Quote c/o
Andy Warhol.
Warhol is having his life and death celebrated by
the National Gallery of Scotland, and feeling that a bit of art would be a fine thing to experience on a wet Sunday, I hastened to the exhibition with my infinitely better half. Well, we attempted to hasten, but the 43 miles from the Fair City to the NGS took around 4 1/2 hours, including the
delightful 45 minutes it took to work our way through a very, very tacky parade which blocked up Princes St and its surrounds. Still, I suppose one must be prepared to suffer for someone else's art.
The retrospective included a fair selection of his signature pieces, including Marilyn, Jackie O, Elvis, the soup cans and so forth, but as has been pointed out elsewhere, no Mao. I am no great fan of the Great Helmsman, so that was not particularly distressing. However, it did leave the impression that the exhibition had been rather cobbled together from whatever the NGS could lay its hands on, rather than perhaps for it to have been prepared to gather together more pieces for the show, at greater cost and time, no doubt. I also concluded that rather more space was used than was needed for what the NGS had to exhibit.

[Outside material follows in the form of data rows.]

PR #482, opened 2023-08-29
Refactor ROS 2 sensor components events management

PawelLiberadzki:
This is a proposition of universal sensor events management, that solves issue #295.

I introduce event source interface, and two sample implementations of it - TickBasedSource and PhysicsBasedSource. They are used through event source adapter in a new sensor component base class ROS2SensorComponentBase (previously ROS2SensorComponent).


Gems/ROS2/Code/Include/ROS2/Sensor/Events/TickBasedSource.h
```diff
@@ -0,0 +1,41 @@
...
+#pragma once
+
+#include <AzCore/Component/TickBus.h>
+#include <AzCore/EBus/Event.h>
+#include <ROS2/Sensor/Events/SensorEventSource.h>
+
+namespace ROS2
+{
+    //! Class implementing system TickBus (draw calls) as sensor event source. Source event (ROS2::SensorEventSource) is signalled based on
+    //! system ticks. This event source can de enabled / disabled using m_publishingEnabled member of SensorConfiguration
```
adamdbrw, line 18: There are cases where the source could be active even though it is not publishing, such as simply acquiring data to visualize it or process simulation-side only.

Gems/ROS2/Code/Include/ROS2/Sensor/Events/TickBasedSource.h
```diff
@@ -0,0 +1,41 @@
...
+        void Configure(const SensorConfiguration& sensorConfiguration) override;
+
+    protected:
+        // Override of AZ::TickBus::Handler.
+        void OnTick(float deltaTime, AZ::ScriptTimePoint time) override;
+
+    private:
+        bool m_sourceEnabled{ true }; ///< Toggle for event source enabled/disabled state.
+    };
+} // namespace ROS2
```
adamdbrw, line 41: nit: ensure newlines in files

Gems/ROS2/Code/Include/ROS2/Sensor/Events/SensorEventSource.h
```diff
@@ -0,0 +1,65 @@
...
+ */
+
+#pragma once
+
+namespace ROS2
+{
+    struct SensorConfiguration;
+
+    //! Base class template for sensor event sources (based e.g. on TickBus or engine physics callback). Developer that wants to implement
+    //! new event source, should derive it from this class and signal m_sensorEvent based on chosen approach. Derived classes should rather
```
adamdbrw, line 16:
```suggestion
    //! new event source should derive from this class and signal m_sensorEvent based on chosen approach. Derived classes should rather
```

Gems/ROS2/Code/Include/ROS2/Sensor/Events/SensorEventSource.h
```diff
@@ -0,0 +1,65 @@
...
+    //! not auto connect any handler to m_sensorEvent, unless it is done to manage their internal logic. This event is for the final user
+    //! that can connect prepared event handler to it using ConnectToSourceEvent method.
```
adamdbrw, line 18: This class documentation is a bit unclear to me. Could you rephrase it?
It could be nice to clarify distinction and refer to EventSourceAdapter since typical use of sensors involves frequency.

Gems/ROS2/Code/Include/ROS2/Sensor/Events/SensorEventSource.h
```diff
@@ -0,0 +1,65 @@
...
+    class SensorEventSource
+    {
+    public:
+        using SourceBaseType = SensorEventSource<EventT, EventHandlerT, EventArgs...>;
+        using SourceEventType = EventT<EventArgs...>;
+        using SourceEventHandlerType = EventHandlerT<EventArgs...>;
+
+        virtual ~SensorEventSource() = default;
+
+        //! Sets up event source - ee event source description for more details. After call to this method event source is supposed to start
```
adamdbrw, line 31:
```suggestion
        //! Sets up event source - see event source description for more details. After call to this method event source is supposed to start
```

Gems/ROS2/Code/Include/ROS2/Sensor/Events/SensorEventSource.h
```diff
@@ -0,0 +1,65 @@
...
+        //! stop signalling source event.
+        virtual void Deactivate()
+        {
+        }
+
+        //! Configures event source based on sensor settings. Details depend on specific event source implementation.
+        //! @param sensorConfiguration Implemented sensor configuration.
+        //! @note In most cases it will be safer to call this before Activate, however at the end it depends on specific event source
+        //! implementations.
+        virtual void Configure([[maybe_unused]] const SensorConfiguration& sensorConfiguration)
```
adamdbrw, line 47: Not entirely sure about purpose of this member function. It seems fields other than frequency are not related.

Gems/ROS2/Code/Source/Lidar/ROS2Lidar2DSensorComponent.cpp
```diff
@@ -173,12 +172,28 @@ namespace ROS2
...
+        m_eventSourceAdapter.ConnectToSourceEvent(m_sourceEventHandler);
+
+        m_adaptedEventHandler = decltype(m_adaptedEventHandler)([this](auto... args)
+        {
+            this->FrequencyTick();
+        });
+        m_eventSourceAdapter.ConnectToAdaptedEvent(m_adaptedEventHandler);
+
+        m_eventSourceAdapter.Configure(m_sensorConfiguration);
+        m_eventSourceAdapter.Activate();
```
adamdbrw, line 188: There is nothing lidar-specific to this added code block, and it looks like it would be repeated in each sensor implementation (with Tick source). Is it possible to do it in ROS2SensorComponentBase or generalize otherwise?

Gems/ROS2/Code/Include/ROS2/Sensor/Events/EventSourceAdapter.h
```diff
@@ -0,0 +1,190 @@
...
+                serializeContext->Class<EventSourceAdapter<EventSourceT>>()
+                    ->Version(1)
+                    ->Field("Adapted frequency", &EventSourceAdapter<EventSourceT>::m_adaptedFrequency)
+                    ->Field("Event source configuration", &EventSourceAdapter<EventSourceT>::m_eventSource);
+
+                if (auto editContext = serializeContext->GetEditContext())
+                {
+                    editContext
+                        ->Class<EventSourceAdapter<EventSourceT>>(
+                            "Event Source Adapter", "Adapts sensor event source to specified working frequency")
```
adamdbrw, line 85: To discuss: I think that users of sensor components do not need to know about their inner workings (that there are event source adapters and such). This is knowledge for sensor developers.

Gems/ROS2/Code/Include/ROS2/Sensor/Events/EventSourceAdapter.h
```diff
@@ -0,0 +1,190 @@
...
+        //! investigate specific event source implementation with such case in mind.
+        void Deactivate()
+        {
+            m_eventSource.Deactivate();
+            m_adaptedEventHandler.Disconnect();
+        }
+
+        //! Parses sensor configuration into event source configuration.
+        //! @param sensorConfiguration Configuration of sensor using this event source adapter.
+        void Configure(const SensorConfiguration& sensorConfiguration)
```
adamdbrw, line 134: Not sure if anything else than frequency from this configuration would ever be useful at this level.

Gems/ROS2/Code/Include/ROS2/Sensor/Events/EventSourceAdapter.h
```diff
@@ -0,0 +1,190 @@
...
+        //! @param adaptedEventHandler Event handler for adapted event (frequency set through event source adapter configuration).
+        void ConnectToAdaptedEvent(typename EventSourceT::SourceEventHandlerType& adaptedEventHandler)
+        {
+            adaptedEventHandler.Connect(m_sensorAdaptedEvent);
+        }
+
+    private:
+        //! Uses tick counter, expected loop time and frequency set for adapter to support managing calls from event source.
+        //! @param expectedLoopTime Expected simulation loop time.
+        //! @return Whether it is time to signal adapted event.
```
adamdbrw, line 162: It is feasible to want a different mechanism for approximating frequencies, but this does not need to be in this PR.

Gems/ROS2/Code/Source/Sensor/Events/PhysicsBasedSource.cpp
```diff
@@ -0,0 +1,59 @@
...
+        AzPhysics::SceneHandle sceneHandle = sceneInterface->GetSceneHandle(AzPhysics::DefaultPhysicsSceneName);
+        sceneInterface->RegisterSceneSimulationFinishHandler(sceneHandle, m_onSceneSimulationEvent);
+    }
+
+    void PhysicsBasedSource::Deactivate()
+    {
+        m_onSceneSimulationEvent.Disconnect();
+    }
+
+    void PhysicsBasedSource::Configure(const SensorConfiguration& sensorConfiguration)
```
adamdbrw, line 55: I think that control logic of publishing should not be a part of the source.
m_publishingEnables whether the data is published, not whether it is acquired in the first place. Removing Configure seems reasonable in this EventSource hierarchy.

I believe that whether the source produces events should be controlled only by Active state of Component which uses it.

Gems/ROS2/Code/Include/ROS2/Sensor/Events/EventSourceAdapter.h
PawelLiberadzki: We agreed to remove from editor context everything from event source adapter down. After few thoughts, I decided to leave event source adapter edit context, and stop exposing it in ROS2SensorComponentBase instead. This way, it will not be visible in sensors implementing ROS2SensorComponentBase, but someone using EventSourceAdapter for different purpose will be able to expose its parameters to user.

Gems/ROS2/Code/Include/ROS2/Sensor/Events/EventSourceAdapter.h
```diff
@@ -89,57 +86,55 @@ namespace ROS2
...
         }
 
-        //! Parses sensor configuration into event source configuration.
-        //! @param sensorConfiguration Configuration of sensor using this event source adapter.
-        void Configure(const SensorConfiguration& sensorConfiguration)
+        //! Sets adapter working frequency. By design, adapter will not work correctly, if this frequency will be greater than used event
+        //! source frequency - e.g. adapter will be requested to work in 60Hz, when using event source working in 30Hz. In general, adapted
+        //! frequency should be equal or lower than event source frequency. Optimal (highest precision in timing events) working conditions
+        //! take place when event source frequency is an integer multiple of adapted frequency.
+        //! @param adaptedFrequency Adapter working frequency. When set to zero or less adapter will be assumed to work in 1Hz.
```
adamdbrw, line 129: This an unnecessarily limiting assumption. Once per day is a sensible minimum (about 0.000012). This needs to be applied in SensorConfiguration m_frequency field MinValue Attribute. Please raise a new issue to limit frequency input (also consider limiting max to what the global setting for physics currently allows).

Gems/ROS2/Code/Source/Imu/ROS2ImuSensorComponent.cpp
```diff
@@ -77,25 +77,54 @@ namespace ROS2
...
+
+        m_linearAccelerationCovariance = ToDiagonalCovarianceMatrix(m_imuConfiguration.m_linearAccelerationVariance);
+        m_angularVelocityCovariance = ToDiagonalCovarianceMatrix(m_imuConfiguration.m_angularVelocityVariance);
+        m_orientationCovariance = ToDiagonalCovarianceMatrix(m_imuConfiguration.m_orientationVariance);
+
+        StartSensor(
+            m_sensorConfiguration.m_frequency,
+            [this](float imuDeltaTime, AzPhysics::SceneHandle sceneHandle, float physicsDeltaTime)
+            {
+                if (!m_sensorConfiguration.m_publishingEnabled)
```
adamdbrw, line 97: Perhaps moving condition check to the OnImuEvent makes more sense (as opposed to leaving it here for a tiny bit of optimization). But one can argue for either.

Gems/ROS2/Code/Source/Imu/ROS2ImuSensorComponent.cpp
```diff
@@ -77,25 +77,54 @@ namespace ROS2
...
 
-    void ROS2ImuSensorComponent::OnPhysicsSimulationFinished(AzPhysics::SceneHandle sceneHandle, float deltaTime)
+    void ROS2ImuSensorComponent::OnPhysicsEvent(AzPhysics::SceneHandle sceneHandle)
     {
+        if (m_bodyHandle == AzPhysics::InvalidSimulatedBodyHandle)
+        {
+            AzPhysics::RigidBody* rigidBody = nullptr;
+            AZ::EntityId entityId = GetEntityId();
+            Physics::RigidBodyRequestBus::EventResult(rigidBody, entityId, &Physics::RigidBodyRequests::GetRigidBody);
+            AZ_Assert(rigidBody, "Entity %s does not have rigid body.", entityId.ToString().c_str());
```
adamdbrw, line 123:
```suggestion
            AZ_Assert(rigidBody, "Entity %s does not have a rigid body.", entityId.ToString().c_str());
```

adamdbrw: In release, there will be no assert and it will crash in next line. May we handle null rigid body by logging an error and disconnecting the source instead? We might not want to necessarily crash the entire app because one sensor has an issue.

Gems/ROS2/Code/Source/Lidar/ROS2Lidar2DSensorComponent.cpp
```diff
@@ -172,28 +174,25 @@ namespace ROS2
...
+            {
+                if (!m_sensorConfiguration.m_publishingEnabled)
+                {
+                    return;
+                }
+                FrequencyTick();
+            },
+            [this]([[maybe_unused]] auto&&... args)
+            {
+                Visualize();
```
adamdbrw, line 189: Lets discuss: 
"We should only visualise data with given frequency, otherwise the visualisation data will be misleading (even if looking smoother)"

adamdbrw (approved):
Good work!

Gems/ROS2/Code/Source/Imu/ROS2ImuSensorComponent.cpp
PawelLiberadzki: Agree. I changed assert to error + return / stop.

Gems/ROS2/Code/Source/Lidar/ROS2Lidar2DSensorComponent.cpp
PawelLiberadzki: This will probably lead to points being visualized once every few frames - they will be not visible most of the time. If this is acceptable, I can change the code that way.

Gems/ROS2/Code/Source/Imu/ROS2ImuSensorComponent.cpp
PawelLiberadzki: The reason behind placing this if-statement here was to expose it to user / make it more visible. I would stick to that, to be honest.

adamdbrw (approved):

Gems/ROS2/Code/Include/ROS2/Sensor/Events/EventSourceAdapter.h
```diff
@@ -0,0 +1,192 @@
...
+
+#include <ROS2/ROS2Bus.h>
+#include <ROS2/Sensor/Events/SensorEventSource.h>
+#include <ROS2/Sensor/SensorConfiguration.h>
+
+namespace ROS2
+{
+    namespace Internal
+    {
+        template<
```
michalpelka, line 19: maybe turn off clang format here.

michalpelka (commented):
Please make sure that the contribution compiles with non-unity build.

Gems/ROS2/Code/Include/ROS2/Sensor/Events/PhysicsBasedSource.h
```diff
@@ -0,0 +1,35 @@
...
+ * For complete copyright and license terms please see the LICENSE at the root of this distribution.
+ *
+ * SPDX-License-Identifier: Apache-2.0 OR MIT
+ *
+ */
+
+#pragma once
+
+#include <AzCore/EBus/OrderedEvent.h>
+#include <AzFramework/Physics/Common/PhysicsTypes.h>
```
michalpelka, line 12: This was preventing non-unity build for me:
```suggestion
#include <AzFramework/Physics/Common/PhysicsTypes.h>
#include <AzFramework/Physics/PhysicsScene.h>
```

Gems/ROS2/Code/Source/Imu/ROS2ImuSensorComponent.cpp
```diff
@@ -77,25 +77,61 @@ namespace ROS2
...
+                StopSensor();
+                return;
+            }
+
+            m_bodyHandle = rigidBody->m_bodyHandle;
+        }
+
         auto* sceneInterface = AZ::Interface<AzPhysics::SceneInterface>::Get();
-        const auto gravity = sceneInterface->GetGravity(sceneHandle);
         auto* body = sceneInterface->GetSimulatedBodyFromHandle(sceneHandle, m_bodyHandle);
```
michalpelka, line 135: I would suggest multiple assertions here - the code can mistakenly be executed in a different context by mistake (e.g. in Asset Processor) and a good assertion can be helpful.

michalpelka: I belive gravity is not needed.

Gems/ROS2/Code/Include/ROS2/Sensor/Events/EventSourceAdapter.h
PawelLiberadzki: We agreed, through discussion, that this formatting is acceptable here.

Gems/ROS2/Code/Source/Imu/ROS2ImuSensorComponent.cpp
PawelLiberadzki: I added an assert on body pointer - this is a good catch. I left sceneInterface as it is - do you maybe think that it is necessary to assert it, when it is a result from:
   AZ::Interface<AzPhysics::SceneInterface>::Get()
engine call? Here I assume, that it won't rather fail, and if it will, then we have some critical issue. Is such reasoning not correct?

michalpelka (approved):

Away from the iconic pieces, Warhol's juvenilia was perhaps the most interesting, in that I could see something of both
Georg Grosz and especially
Jean Cocteau in his early drawings and graphic art.
Was Warhol a great artist? I doubt it, but his melding of art with commerce is undeniably influential, and for many years I have looked at commercial art & design through the prism he created, and regard the Bird's custard tin as being a thing of rare beauty.
As a footnote, The Times obit of Warhol was a pearl, the last line of which, rather than referring to family as is the norm, was '
He always wore a silver wig'. It is not in that paper's online archive, but I committed the line to memory at the time and have been wheeling it out ever since, so perhaps my readers will trust me on this one.